Description
Hello.
I am writing unit-tests to some functionality in my application that reading data from CSV files using Spark.
I am reading the data using:
header=True mergeSchema=True inferSchema=True
When I am reading this single file:
File1: "int_col","string_col","decimal_col","date_col" 1,"hello",1.43,2022-02-23 2,"world",5.534,2021-05-05 3,"my name",86.455,2011-08-15 4,"is ohad",6.234,2002-03-22
I am getting this schema:
int_col=int string_col=string decimal_col=double date_col=string
When I am duplicating this file, I am getting the same schema.

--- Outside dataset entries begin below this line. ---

PR #137, opened 2017-05-22
Add module map

JensAyton:


JensAyton:
@spotify/objc-dev

5at5ish:
👍

include/SPTDataLoader/module.modulemap
```diff
@@ -0,0 +1,3 @@
+module SPTDataLoader {
+    umbrella "."
```
rastersize: Could we use the [`SPTDataLoaderConvenience.h`](https://github.com/spotify/SPTDataLoader/blob/master/include/SPTDataLoader/SPTDataLoaderConvenience.h) umbrella header instead?

dflems: It's a breaking change, but we should probably rename `SPTDataLoaderConvenience.h` to `SPTDataLoader.h` and rename the existing `SPTDataLoader.h` to... something else.

PR #139, opened 2017-06-08
Move certificate resources into bundles

dflems:
This helps a bit with some build system stuff I'm working on. The folder references were causing some problems with these test resources, so I moved them into sub-bundles.

@rastersize @8W9aG


rastersize:
👍

PR #140, opened 2017-08-11
Use half open interval [0, 1) as original algorithm does

bitomaxsp:
Also such change avoids devision by zero that can happen in rare cases


8W9aG:
👍

bitomaxsp:
@spotify/objc-dev Why did build fail ? Can that be fixed? :)

dflems:
@8W9aG Looks like the cert bundled in the repo has expired... I think this is safe to merge. The tests that are failing are not related to the change.

PR #144, opened 2017-09-20
Revert "Add module map"

8W9aG:
Reverts spotify/SPTDataLoader#137

* I didn't check the Travis build output properly


8W9aG:
@spotify/objc-dev

cerihughes:
@rastersize @8W9aG - can you remember why we had to revert this? I need to use `SPTDataLoader` from a Swift project so was wondering what the process is now. Thx!

dflems:
@cerihughes I *think* we should be able to re-add this safely now.

PR #145, opened 2017-09-21
Add HEAD request method support

8W9aG:
* Adds ability for data loader to support HEAD requests
* Really useful for checking whether an item is available on a CDN without downloading the whole thing


8W9aG:
@spotify/objc-dev

PR #148, opened 2017-10-31
Delegates for reporting sent/received bytes

podkovyrin:


SPTDataLoader/SPTDataLoaderRequestTaskHandler.m
```diff
@@ -239,11 +271,86 @@ - (void)completeIfInFlight
...
+                [requestResponseHandler updatedCountOfBytesReceived:self.task.countOfBytesReceived
+                                      countOfBytesExpectedToReceive:self.task.countOfBytesExpectedToReceive
+                                                         forRequest:self.request];
+            } else if ([keyPath isEqualToString:kCountOfBytesSent] || [keyPath isEqualToString:kCountOfBytesExpectedToSend]) {
+                [requestResponseHandler updatedCountOfBytesSent:self.task.countOfBytesSent
+                                     countOfBytesExpectedToSend:self.task.countOfBytesExpectedToSend
+                                                     forRequest:self.request];
+            }
+        }
+    }
```
erikprice: Should we call `[super observeValueForKeyPath:…]` in the `else` case?

podkovyrin: Calling super implementation is by the book but `SPTDataLoaderRequestTaskHandler` is the first class in the inheritance chain. So if anyone inherits from `SPTDataLoaderRequestTaskHandler` and makes its own default KVO implementation it will lead to the crash because calling `observeValueForKeyPath:ofObject:change:context:` on `NSObject` throws an `NSInternalInconsistency` exception.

The strange part is when I am adding new int column, it looks like spark is getting confused and think that the column that already identified as int are now string:
File1: "int_col","string_col","decimal_col","date_col" 1,"hello",1.43,2022-02-23 2,"world",5.534,2021-05-05 3,"my name",86.455,2011-08-15 4,"is ohad",6.234,2002-03-22 File2: "int_col","string_col","decimal_col","date_col","int2_col" 1,"hello",1.43,2022-02-23,234 2,"world",5.534,2021-05-05,5 3,"my name",86.455,2011-08-15,32 4,"is ohad",6.234,2002-03-22,2
result:
int_col=string
string_col=string
decimal_col=string
date_col=string
int2_col=int
When I am reading only the second file, it looks fine:
File2: "int_col","string_col","decimal_col","date_col","int2_col" 1,"hello",1.43,2022-02-23,234 2,"world",5.534,2021-05-05,5 3,"my name",86.455,2011-08-15,32 4,"is ohad",6.234,2002-03-22,2
result:
int_col=int string_col=string decimal_col=double date_col=string int2_col=int
For conclusion, it looks like there is a bug mixing the two features: header recognition and merge schema.